*** Extracted records ***

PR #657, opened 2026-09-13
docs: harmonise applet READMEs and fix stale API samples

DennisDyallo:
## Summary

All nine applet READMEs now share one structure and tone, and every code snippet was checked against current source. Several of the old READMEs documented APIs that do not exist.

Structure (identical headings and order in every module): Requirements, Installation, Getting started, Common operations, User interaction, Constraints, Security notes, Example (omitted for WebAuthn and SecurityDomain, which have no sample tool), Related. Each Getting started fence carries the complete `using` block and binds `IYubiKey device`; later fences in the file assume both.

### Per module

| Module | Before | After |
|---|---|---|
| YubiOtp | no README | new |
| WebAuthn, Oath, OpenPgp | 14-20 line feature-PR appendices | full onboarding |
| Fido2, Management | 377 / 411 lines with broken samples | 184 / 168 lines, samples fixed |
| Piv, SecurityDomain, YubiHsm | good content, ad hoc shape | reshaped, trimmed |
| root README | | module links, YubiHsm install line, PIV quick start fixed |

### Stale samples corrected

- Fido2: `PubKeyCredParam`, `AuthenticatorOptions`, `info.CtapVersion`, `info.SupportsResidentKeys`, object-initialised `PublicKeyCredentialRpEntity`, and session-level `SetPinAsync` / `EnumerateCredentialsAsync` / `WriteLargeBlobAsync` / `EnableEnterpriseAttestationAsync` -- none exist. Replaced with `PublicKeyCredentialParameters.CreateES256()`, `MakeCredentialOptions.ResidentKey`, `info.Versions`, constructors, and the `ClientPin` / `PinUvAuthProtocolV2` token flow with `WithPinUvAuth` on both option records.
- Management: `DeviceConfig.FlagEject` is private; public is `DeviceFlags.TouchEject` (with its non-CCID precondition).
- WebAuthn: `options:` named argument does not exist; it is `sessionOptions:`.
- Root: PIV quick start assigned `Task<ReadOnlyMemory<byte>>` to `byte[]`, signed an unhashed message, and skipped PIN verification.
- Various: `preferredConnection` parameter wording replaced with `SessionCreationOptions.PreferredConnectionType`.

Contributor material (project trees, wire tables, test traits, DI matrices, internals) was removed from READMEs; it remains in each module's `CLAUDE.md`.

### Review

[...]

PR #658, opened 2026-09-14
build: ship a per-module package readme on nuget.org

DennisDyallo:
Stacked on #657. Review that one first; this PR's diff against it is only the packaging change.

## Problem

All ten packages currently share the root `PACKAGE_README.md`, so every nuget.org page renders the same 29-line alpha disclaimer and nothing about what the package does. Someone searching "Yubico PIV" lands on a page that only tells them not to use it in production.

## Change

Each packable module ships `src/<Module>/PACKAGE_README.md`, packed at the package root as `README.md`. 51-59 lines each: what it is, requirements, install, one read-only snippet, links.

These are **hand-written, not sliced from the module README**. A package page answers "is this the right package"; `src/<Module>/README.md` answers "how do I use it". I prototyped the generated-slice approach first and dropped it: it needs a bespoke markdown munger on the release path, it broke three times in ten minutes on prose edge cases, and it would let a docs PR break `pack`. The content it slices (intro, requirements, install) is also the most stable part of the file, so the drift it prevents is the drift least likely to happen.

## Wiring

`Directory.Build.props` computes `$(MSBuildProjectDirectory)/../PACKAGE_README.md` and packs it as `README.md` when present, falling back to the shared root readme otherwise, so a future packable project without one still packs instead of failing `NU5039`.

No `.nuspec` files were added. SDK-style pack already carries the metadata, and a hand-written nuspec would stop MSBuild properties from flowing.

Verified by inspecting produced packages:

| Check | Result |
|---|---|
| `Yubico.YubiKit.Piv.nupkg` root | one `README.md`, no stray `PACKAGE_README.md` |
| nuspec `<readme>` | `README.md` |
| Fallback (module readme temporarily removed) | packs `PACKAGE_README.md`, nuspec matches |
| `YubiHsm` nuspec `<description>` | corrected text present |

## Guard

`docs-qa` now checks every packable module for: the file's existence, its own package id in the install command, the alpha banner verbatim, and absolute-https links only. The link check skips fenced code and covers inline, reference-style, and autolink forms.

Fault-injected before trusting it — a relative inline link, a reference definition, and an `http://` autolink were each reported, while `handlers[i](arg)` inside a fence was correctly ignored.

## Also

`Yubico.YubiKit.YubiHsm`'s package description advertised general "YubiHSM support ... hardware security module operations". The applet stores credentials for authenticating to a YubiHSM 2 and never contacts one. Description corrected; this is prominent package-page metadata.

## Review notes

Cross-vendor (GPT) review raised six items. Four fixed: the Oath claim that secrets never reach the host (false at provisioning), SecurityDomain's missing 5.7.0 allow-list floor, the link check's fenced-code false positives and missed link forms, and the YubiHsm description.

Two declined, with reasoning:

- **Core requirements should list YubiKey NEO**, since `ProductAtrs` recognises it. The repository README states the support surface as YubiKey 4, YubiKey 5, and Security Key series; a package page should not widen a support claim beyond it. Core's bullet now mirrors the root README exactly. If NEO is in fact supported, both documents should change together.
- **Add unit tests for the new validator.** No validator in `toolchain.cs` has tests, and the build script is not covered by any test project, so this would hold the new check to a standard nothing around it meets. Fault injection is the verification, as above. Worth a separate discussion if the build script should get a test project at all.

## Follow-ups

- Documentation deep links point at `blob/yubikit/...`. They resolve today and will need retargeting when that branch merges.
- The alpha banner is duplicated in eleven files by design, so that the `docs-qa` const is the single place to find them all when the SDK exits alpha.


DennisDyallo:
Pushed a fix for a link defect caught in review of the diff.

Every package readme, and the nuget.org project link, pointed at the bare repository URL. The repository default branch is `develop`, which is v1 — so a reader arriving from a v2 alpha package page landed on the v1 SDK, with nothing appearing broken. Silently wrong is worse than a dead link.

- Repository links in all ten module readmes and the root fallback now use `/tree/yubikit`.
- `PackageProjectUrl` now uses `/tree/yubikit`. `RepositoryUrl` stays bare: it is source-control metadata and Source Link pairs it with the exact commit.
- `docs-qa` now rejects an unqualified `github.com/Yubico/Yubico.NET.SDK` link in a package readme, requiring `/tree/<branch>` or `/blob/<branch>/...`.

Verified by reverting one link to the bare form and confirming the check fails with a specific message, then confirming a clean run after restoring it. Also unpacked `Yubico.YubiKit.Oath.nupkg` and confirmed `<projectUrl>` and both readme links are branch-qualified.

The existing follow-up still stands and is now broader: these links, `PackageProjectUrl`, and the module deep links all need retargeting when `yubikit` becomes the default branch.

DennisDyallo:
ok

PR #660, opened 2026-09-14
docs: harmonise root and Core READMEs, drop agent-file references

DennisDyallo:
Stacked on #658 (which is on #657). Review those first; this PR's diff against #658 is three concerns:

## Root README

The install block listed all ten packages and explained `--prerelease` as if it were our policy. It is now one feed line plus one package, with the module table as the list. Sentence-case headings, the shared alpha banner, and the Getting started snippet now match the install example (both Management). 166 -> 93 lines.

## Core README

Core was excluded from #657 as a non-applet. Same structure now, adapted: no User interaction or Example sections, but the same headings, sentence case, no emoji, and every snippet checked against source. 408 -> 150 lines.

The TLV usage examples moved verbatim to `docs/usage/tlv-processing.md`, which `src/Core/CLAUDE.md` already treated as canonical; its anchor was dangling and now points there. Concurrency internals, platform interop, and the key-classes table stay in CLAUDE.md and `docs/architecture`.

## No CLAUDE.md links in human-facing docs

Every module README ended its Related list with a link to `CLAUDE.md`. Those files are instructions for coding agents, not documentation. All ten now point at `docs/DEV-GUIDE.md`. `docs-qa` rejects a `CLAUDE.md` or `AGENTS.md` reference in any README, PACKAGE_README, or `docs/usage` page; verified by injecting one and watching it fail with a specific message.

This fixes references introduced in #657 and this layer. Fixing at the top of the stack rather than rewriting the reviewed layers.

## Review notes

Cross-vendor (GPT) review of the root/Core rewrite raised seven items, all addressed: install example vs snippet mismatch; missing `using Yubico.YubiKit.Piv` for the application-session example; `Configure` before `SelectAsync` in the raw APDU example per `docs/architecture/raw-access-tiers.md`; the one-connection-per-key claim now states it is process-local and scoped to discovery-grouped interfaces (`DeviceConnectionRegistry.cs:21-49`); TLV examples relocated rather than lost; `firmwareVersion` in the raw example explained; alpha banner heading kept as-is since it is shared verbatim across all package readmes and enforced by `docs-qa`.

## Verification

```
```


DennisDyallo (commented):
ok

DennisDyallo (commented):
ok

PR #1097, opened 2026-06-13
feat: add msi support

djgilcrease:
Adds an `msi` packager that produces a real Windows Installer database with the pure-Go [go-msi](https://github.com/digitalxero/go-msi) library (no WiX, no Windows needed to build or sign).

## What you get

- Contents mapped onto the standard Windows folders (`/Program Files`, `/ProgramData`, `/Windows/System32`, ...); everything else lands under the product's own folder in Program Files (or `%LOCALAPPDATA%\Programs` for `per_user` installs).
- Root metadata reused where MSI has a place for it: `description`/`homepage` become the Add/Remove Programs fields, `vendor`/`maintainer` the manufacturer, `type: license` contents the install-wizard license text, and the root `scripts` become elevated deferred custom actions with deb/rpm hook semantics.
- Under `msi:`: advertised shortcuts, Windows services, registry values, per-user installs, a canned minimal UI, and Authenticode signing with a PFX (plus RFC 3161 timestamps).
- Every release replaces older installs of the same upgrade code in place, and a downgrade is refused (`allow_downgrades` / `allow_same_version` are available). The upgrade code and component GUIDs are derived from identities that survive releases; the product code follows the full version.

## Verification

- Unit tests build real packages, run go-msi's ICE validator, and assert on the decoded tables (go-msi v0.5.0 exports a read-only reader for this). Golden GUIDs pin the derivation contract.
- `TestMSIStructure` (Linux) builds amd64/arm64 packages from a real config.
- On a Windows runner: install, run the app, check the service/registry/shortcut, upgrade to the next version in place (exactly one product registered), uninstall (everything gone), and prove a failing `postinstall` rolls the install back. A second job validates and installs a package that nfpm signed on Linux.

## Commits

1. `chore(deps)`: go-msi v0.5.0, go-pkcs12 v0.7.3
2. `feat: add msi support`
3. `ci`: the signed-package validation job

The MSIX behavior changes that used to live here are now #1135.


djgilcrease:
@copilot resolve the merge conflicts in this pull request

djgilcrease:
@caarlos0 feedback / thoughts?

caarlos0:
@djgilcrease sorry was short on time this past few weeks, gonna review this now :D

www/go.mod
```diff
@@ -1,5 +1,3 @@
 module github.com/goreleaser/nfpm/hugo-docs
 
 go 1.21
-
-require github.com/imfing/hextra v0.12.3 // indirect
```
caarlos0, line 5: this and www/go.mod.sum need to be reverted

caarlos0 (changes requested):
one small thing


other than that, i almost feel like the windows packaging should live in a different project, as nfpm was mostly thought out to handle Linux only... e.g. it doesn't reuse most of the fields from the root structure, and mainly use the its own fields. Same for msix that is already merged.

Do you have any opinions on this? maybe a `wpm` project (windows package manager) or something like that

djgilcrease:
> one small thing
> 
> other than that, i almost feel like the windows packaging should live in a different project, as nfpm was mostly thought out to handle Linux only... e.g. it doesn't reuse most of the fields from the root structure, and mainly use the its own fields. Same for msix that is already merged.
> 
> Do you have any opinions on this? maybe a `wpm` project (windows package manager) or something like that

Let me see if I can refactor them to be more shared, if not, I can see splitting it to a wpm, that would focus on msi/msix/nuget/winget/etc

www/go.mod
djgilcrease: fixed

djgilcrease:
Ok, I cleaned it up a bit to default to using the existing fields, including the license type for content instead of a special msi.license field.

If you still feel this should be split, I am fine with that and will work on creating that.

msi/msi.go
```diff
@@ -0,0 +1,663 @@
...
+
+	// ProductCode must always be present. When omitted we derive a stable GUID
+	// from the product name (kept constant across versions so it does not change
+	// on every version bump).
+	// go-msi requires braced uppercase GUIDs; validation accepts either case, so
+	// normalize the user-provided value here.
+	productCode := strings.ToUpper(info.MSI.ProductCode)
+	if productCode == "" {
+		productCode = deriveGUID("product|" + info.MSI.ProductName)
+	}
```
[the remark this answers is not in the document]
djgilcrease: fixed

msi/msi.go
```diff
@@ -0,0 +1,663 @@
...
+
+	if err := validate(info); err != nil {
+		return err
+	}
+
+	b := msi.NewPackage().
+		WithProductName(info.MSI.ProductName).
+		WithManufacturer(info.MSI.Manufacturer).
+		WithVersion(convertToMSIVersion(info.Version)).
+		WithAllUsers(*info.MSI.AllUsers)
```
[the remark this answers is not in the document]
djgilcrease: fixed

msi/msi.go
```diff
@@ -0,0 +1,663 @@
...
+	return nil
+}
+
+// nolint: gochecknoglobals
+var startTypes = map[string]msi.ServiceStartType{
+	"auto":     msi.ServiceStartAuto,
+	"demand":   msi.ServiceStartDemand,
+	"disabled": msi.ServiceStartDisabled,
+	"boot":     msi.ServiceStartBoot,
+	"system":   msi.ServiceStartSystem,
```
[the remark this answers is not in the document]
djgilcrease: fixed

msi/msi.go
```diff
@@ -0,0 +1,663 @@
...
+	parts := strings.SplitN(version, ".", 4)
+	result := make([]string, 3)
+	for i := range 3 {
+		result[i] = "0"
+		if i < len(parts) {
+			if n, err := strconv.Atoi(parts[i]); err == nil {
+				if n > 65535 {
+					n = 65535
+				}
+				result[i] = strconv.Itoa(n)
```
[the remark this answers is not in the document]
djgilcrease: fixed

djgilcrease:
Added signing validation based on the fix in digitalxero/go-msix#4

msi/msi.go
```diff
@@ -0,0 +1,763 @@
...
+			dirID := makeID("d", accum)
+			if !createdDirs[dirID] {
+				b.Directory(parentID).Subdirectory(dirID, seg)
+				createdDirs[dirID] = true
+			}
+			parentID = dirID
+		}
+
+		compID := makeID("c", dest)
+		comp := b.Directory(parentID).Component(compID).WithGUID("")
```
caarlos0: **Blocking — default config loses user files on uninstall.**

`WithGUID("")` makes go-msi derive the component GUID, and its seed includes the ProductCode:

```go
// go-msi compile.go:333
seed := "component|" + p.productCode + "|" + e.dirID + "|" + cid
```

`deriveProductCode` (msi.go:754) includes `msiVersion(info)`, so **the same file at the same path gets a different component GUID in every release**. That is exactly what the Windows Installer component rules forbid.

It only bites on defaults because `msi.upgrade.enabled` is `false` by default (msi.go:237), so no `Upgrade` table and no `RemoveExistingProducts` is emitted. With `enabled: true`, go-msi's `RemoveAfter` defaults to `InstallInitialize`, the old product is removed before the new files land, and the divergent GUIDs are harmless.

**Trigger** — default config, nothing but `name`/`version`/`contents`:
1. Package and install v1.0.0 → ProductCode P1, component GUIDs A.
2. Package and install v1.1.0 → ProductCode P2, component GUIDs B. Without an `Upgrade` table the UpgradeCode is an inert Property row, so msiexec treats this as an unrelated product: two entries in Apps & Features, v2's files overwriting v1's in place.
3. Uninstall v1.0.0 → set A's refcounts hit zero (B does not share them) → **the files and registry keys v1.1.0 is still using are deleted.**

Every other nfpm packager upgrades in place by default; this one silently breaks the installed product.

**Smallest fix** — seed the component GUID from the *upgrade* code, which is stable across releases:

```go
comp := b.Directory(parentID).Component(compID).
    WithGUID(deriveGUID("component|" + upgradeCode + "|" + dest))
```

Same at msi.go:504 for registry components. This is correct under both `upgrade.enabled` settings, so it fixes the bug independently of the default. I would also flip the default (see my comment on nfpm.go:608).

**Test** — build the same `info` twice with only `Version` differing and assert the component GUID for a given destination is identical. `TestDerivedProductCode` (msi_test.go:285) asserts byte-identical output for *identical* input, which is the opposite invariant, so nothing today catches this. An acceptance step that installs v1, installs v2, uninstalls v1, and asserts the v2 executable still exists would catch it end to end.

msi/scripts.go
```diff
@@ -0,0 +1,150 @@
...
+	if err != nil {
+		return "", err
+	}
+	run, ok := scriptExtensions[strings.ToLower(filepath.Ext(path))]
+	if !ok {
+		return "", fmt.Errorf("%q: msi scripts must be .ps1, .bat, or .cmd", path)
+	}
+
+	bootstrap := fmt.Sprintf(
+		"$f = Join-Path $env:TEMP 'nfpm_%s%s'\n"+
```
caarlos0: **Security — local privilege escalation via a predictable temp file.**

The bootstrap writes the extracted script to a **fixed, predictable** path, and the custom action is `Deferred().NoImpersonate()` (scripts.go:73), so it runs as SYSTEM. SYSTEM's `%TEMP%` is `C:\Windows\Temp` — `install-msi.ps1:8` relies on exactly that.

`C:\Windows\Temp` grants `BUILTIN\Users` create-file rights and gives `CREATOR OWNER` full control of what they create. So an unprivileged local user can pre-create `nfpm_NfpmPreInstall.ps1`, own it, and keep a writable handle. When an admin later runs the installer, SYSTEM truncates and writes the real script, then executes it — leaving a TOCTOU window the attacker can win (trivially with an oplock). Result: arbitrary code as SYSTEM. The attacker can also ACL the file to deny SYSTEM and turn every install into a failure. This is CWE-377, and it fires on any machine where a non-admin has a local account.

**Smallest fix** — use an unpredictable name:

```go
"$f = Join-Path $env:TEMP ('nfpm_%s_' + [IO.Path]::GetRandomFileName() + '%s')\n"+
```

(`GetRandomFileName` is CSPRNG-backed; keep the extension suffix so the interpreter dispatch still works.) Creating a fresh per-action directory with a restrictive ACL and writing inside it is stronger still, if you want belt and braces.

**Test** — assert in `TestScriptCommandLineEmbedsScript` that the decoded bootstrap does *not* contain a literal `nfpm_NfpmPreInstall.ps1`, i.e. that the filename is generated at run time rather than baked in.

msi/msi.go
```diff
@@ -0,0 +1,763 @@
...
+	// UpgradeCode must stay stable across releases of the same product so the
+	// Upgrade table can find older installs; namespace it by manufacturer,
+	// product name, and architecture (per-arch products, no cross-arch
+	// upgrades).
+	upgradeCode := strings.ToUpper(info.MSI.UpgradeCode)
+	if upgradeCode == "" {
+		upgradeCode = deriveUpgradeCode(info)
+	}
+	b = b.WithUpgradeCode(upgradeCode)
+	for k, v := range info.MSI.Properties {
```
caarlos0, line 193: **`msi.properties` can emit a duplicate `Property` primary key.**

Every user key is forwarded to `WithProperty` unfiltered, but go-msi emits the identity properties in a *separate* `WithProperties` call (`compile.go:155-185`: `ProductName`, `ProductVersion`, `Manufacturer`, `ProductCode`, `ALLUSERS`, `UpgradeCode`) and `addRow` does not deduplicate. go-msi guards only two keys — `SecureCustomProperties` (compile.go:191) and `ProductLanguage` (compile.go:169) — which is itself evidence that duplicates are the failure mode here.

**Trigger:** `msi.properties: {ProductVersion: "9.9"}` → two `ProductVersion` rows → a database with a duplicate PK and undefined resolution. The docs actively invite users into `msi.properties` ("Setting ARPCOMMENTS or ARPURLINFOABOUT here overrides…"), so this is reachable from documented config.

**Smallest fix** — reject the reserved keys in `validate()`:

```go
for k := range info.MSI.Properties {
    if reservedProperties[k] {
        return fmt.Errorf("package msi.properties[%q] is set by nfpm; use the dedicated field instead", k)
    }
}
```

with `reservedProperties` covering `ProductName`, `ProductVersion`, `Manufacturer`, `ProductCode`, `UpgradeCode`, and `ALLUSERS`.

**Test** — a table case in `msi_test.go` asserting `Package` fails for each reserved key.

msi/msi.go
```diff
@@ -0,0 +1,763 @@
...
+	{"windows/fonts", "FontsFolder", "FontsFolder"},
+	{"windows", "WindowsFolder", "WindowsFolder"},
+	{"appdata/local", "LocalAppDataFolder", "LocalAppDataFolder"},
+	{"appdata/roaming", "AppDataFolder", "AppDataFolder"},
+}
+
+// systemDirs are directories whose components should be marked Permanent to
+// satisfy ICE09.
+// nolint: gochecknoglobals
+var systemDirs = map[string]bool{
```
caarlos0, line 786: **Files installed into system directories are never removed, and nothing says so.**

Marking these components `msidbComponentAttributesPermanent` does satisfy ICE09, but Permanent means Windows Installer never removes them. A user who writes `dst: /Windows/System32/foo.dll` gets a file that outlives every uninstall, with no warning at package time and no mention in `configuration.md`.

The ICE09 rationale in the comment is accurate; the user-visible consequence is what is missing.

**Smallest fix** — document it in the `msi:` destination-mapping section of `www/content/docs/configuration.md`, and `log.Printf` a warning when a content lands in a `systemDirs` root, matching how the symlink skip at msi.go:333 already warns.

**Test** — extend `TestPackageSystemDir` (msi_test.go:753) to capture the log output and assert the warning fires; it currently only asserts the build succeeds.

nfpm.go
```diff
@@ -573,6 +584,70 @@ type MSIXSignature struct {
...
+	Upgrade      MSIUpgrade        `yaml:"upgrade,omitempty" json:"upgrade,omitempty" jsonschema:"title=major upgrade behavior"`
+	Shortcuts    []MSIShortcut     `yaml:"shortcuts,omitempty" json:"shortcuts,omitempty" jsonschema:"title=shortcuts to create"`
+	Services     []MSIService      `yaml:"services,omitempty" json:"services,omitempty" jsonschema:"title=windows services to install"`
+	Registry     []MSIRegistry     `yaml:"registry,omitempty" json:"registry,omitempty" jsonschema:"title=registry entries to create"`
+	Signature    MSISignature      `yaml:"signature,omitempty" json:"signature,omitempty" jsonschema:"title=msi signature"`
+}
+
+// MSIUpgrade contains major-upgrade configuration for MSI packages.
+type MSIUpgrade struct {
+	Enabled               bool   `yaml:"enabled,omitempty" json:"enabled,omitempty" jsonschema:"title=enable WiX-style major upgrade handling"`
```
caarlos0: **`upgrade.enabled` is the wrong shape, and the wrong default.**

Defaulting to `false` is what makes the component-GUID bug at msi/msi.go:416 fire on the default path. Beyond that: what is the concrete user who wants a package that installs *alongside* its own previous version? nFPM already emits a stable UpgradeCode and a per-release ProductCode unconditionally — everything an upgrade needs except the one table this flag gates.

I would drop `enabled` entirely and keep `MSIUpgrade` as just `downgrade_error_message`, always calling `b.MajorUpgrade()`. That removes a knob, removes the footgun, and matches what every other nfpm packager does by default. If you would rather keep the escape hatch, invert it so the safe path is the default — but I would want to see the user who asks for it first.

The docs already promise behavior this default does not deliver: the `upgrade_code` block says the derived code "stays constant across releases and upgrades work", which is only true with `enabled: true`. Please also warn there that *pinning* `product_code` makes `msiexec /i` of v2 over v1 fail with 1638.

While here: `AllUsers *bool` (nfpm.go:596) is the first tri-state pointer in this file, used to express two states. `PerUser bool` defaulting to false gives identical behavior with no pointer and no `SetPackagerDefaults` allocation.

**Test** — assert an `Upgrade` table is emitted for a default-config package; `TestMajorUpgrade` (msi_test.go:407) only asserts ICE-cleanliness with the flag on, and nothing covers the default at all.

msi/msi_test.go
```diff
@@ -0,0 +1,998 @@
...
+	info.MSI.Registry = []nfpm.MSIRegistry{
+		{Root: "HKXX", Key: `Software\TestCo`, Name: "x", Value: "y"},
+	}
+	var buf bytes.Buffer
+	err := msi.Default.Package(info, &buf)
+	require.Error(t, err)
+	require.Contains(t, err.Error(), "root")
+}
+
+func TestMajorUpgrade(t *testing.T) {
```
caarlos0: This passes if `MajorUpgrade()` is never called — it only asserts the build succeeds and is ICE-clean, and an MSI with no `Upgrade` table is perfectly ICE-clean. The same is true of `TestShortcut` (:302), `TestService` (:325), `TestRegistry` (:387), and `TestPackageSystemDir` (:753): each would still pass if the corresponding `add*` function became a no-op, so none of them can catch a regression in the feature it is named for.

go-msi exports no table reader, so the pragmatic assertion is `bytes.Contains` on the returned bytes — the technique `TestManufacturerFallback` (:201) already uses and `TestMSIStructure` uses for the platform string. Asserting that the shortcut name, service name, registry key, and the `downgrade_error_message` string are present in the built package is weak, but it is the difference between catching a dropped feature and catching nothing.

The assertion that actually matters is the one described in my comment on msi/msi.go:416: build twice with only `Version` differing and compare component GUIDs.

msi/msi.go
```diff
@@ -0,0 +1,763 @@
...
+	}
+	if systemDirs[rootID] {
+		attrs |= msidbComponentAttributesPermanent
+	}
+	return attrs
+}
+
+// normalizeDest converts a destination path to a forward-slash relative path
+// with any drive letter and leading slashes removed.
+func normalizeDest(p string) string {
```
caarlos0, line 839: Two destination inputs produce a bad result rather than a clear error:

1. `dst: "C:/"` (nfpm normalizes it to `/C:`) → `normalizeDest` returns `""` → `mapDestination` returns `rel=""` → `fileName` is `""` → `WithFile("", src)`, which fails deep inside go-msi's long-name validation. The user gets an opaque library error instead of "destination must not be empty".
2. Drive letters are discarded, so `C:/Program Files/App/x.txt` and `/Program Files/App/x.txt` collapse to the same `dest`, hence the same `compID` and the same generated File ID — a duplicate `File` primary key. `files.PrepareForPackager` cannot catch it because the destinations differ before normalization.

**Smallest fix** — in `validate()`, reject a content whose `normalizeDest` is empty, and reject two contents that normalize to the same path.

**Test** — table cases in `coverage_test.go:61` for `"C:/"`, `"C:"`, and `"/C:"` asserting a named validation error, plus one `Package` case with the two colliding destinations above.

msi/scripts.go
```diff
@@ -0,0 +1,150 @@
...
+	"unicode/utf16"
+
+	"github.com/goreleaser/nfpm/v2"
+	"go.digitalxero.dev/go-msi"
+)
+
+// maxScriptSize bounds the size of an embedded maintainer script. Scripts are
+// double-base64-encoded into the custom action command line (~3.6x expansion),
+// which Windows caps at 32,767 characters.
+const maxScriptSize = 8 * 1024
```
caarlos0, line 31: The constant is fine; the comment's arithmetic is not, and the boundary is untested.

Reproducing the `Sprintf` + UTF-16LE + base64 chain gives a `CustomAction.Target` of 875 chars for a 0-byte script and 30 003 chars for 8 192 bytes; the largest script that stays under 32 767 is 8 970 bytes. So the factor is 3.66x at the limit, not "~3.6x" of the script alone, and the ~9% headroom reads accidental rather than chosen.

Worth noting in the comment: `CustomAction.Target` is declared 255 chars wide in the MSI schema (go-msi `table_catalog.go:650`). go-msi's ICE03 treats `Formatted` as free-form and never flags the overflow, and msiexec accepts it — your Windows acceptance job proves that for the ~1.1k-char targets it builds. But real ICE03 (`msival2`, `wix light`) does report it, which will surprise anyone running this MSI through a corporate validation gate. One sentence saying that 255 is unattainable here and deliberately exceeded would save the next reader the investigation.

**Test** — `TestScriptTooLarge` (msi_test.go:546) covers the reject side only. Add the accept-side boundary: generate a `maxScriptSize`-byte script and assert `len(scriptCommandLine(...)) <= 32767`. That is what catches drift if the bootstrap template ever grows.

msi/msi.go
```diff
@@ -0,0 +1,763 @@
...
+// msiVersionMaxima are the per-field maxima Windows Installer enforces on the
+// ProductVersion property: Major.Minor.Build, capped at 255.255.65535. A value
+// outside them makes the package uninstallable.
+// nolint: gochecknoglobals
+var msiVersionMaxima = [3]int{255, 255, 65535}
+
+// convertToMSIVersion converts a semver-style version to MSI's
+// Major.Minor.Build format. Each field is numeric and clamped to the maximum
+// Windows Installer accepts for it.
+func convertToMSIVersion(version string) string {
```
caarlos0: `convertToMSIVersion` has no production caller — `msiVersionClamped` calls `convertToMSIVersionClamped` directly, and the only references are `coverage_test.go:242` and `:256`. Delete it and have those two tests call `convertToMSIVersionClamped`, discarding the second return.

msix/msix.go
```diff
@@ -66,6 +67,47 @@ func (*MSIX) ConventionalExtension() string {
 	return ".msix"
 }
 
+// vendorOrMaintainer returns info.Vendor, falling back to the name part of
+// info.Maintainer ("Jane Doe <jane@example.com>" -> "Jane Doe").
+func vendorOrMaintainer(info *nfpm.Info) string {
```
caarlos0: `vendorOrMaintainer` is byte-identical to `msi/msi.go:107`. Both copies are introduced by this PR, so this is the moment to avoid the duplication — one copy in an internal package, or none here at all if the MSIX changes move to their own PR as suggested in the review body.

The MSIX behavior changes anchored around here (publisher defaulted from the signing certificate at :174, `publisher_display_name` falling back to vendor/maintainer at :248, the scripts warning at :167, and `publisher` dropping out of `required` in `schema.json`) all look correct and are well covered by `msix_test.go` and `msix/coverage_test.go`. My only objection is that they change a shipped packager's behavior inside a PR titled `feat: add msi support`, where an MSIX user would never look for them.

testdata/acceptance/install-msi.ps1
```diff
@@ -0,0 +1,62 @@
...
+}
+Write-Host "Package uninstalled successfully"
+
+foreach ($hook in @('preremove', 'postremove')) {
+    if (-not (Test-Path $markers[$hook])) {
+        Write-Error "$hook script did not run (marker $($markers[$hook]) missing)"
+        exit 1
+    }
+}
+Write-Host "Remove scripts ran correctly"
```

***

Problem requirements:
Look through the records and copy every line that has the word "msidbComponentAttributesPermanent".

Written response:
Marking these components `msidbComponentAttributesPermanent` does satisfy ICE09, but Permanent means Windows Installer never removes them. A user who writes `dst: /Windows/System32/foo.dll` gets a file that outlives every uninstall, with no warning at package time and no mention in `configuration.md`.
+		attrs |= msidbComponentAttributesPermanent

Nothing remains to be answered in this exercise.